▶ Exercise directions
Hunt through the entries for the word "assert" and copy each line in which it appears.

Data records:
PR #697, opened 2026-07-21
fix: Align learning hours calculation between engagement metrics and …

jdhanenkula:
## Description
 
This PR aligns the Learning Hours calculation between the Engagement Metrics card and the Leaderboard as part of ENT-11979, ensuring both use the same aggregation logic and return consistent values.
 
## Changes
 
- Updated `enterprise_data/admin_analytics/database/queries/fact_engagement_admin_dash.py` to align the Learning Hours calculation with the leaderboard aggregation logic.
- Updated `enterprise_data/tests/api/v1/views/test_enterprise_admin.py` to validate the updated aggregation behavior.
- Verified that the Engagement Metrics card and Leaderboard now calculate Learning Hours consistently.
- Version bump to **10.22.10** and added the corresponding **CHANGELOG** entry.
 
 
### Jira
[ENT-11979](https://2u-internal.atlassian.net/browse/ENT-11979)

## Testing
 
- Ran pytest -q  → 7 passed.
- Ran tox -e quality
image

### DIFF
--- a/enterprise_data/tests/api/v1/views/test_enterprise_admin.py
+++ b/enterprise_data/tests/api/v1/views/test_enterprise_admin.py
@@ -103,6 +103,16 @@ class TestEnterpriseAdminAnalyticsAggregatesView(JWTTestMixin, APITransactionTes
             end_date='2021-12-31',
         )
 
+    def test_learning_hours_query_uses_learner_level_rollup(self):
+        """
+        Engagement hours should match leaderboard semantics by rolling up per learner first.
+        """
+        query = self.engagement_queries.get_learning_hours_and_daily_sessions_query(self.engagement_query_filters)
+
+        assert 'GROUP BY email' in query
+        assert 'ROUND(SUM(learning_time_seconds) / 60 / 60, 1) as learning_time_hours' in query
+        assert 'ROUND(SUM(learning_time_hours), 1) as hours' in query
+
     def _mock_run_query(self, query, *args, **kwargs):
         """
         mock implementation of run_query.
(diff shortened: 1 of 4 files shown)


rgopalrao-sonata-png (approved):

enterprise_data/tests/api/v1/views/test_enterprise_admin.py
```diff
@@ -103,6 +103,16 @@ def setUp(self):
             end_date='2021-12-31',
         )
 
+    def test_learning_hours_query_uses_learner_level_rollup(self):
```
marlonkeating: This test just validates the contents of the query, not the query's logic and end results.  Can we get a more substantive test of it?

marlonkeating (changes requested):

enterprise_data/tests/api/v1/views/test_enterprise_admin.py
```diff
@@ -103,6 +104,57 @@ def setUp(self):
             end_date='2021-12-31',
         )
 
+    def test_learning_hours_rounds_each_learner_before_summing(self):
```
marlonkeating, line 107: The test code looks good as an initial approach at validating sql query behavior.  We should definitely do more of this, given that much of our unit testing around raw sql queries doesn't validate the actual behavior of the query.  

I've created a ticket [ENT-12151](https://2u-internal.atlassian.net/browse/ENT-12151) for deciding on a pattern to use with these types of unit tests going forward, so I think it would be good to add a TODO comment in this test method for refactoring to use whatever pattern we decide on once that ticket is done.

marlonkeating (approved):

▶ Answer to the problem
+        assert 'GROUP BY email' in query
+        assert 'ROUND(SUM(learning_time_seconds) / 60 / 60, 1) as learning_time_hours' in query
+        assert 'ROUND(SUM(learning_time_hours), 1) as hours' in query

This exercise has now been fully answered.